■ **WHAT TO PRODUCE**: Say how many lines of the listing below include "WARRANTED". Write only that number.

■ **MATERIAL FOR THIS TASK**:
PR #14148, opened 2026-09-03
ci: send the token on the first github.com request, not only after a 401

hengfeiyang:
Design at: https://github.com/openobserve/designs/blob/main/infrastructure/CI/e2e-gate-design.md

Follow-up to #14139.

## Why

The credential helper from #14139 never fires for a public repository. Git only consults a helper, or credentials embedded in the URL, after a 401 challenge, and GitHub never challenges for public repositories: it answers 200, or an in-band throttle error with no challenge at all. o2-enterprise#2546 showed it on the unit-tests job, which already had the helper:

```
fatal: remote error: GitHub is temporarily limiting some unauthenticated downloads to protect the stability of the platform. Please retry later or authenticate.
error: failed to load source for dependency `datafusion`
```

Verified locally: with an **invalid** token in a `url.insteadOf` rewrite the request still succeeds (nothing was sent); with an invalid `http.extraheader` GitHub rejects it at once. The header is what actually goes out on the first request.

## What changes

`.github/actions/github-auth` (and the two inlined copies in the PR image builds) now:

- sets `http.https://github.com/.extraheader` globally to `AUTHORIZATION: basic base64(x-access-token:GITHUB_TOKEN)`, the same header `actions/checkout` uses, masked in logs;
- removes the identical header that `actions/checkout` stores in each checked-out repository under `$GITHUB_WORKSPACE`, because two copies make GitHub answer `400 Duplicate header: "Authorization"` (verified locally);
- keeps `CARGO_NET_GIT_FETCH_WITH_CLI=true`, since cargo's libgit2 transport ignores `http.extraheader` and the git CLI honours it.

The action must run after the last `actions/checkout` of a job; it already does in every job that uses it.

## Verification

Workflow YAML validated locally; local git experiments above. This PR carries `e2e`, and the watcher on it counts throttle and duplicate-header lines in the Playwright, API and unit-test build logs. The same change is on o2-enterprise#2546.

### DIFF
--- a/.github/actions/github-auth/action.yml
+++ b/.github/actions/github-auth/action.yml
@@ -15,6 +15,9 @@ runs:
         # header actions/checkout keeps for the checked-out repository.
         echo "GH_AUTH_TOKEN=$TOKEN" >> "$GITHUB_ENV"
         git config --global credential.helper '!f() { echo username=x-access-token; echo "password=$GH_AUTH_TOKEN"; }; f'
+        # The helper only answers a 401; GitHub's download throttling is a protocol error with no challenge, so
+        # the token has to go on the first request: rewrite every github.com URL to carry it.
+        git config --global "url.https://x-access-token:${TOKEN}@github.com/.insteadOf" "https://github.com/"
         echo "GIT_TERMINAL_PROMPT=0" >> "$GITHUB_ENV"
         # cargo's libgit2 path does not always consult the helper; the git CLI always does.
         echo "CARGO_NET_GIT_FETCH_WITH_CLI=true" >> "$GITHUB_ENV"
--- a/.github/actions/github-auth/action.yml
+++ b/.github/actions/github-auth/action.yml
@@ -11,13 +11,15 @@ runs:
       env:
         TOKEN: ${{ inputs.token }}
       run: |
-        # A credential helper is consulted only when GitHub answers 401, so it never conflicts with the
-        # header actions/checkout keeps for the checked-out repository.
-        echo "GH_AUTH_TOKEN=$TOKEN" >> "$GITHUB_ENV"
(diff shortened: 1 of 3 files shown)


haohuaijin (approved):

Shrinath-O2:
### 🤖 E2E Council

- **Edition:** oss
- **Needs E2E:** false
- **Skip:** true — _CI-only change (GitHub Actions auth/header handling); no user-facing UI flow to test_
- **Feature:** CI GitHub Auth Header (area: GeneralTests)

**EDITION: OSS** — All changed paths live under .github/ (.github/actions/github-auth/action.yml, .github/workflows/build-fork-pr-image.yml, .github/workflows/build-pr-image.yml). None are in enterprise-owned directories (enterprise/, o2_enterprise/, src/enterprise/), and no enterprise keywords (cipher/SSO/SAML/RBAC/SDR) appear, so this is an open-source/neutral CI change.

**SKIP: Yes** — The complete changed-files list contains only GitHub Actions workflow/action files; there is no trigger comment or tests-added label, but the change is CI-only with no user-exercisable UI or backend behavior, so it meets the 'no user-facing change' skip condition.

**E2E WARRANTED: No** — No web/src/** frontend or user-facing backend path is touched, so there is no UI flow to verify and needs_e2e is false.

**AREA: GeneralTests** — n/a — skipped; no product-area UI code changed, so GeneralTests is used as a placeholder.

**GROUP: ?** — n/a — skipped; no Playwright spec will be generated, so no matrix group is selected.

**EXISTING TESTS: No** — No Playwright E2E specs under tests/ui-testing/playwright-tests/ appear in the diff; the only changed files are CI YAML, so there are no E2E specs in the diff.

* * *

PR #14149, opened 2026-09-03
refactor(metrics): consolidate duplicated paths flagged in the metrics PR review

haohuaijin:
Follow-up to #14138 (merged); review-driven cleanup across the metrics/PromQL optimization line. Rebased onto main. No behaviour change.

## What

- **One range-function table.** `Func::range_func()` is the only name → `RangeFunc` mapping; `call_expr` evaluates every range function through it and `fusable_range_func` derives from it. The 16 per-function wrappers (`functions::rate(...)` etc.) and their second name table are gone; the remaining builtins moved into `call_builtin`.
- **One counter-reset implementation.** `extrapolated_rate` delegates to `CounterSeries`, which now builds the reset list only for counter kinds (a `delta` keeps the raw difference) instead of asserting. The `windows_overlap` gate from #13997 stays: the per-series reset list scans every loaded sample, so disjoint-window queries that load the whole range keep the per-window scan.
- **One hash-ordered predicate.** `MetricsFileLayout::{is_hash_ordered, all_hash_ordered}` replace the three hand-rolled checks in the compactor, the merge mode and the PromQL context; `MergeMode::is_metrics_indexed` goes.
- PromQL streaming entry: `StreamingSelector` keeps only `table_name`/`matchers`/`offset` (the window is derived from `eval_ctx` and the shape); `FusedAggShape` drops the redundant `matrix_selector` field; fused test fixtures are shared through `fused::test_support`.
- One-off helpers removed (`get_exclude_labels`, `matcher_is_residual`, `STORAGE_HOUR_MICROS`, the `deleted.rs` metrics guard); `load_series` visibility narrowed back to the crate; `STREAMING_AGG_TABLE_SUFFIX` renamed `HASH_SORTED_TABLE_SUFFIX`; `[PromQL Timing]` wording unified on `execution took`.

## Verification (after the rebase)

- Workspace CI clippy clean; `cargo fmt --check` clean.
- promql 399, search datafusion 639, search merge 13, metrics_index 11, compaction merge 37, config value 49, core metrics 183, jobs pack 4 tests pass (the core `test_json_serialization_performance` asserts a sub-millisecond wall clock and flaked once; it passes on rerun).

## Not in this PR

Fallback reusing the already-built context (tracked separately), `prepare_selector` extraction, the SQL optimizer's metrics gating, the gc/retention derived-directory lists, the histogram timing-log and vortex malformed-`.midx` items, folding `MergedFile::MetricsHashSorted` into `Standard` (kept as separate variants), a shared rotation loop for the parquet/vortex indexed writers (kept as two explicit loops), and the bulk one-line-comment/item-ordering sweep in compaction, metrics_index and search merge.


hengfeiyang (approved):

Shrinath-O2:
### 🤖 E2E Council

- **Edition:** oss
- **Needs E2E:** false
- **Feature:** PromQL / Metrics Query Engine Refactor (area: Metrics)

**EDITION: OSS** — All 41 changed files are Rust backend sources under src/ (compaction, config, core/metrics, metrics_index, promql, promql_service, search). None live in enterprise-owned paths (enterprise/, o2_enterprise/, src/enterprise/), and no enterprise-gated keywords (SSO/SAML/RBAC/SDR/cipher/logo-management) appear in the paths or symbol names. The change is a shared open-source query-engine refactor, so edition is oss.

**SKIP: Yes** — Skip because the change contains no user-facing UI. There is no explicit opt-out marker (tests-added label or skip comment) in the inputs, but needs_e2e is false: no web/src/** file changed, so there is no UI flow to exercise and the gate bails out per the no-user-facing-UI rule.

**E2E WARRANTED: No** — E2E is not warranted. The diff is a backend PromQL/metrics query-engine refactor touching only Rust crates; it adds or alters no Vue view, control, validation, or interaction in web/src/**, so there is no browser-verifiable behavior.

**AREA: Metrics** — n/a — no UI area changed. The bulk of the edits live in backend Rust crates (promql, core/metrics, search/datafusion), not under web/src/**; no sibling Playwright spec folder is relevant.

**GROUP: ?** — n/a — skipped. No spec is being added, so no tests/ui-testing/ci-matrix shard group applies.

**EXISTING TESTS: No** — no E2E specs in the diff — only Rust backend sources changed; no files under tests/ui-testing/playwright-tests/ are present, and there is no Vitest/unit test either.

■ **SOLUTION TO THIS TASK**: 2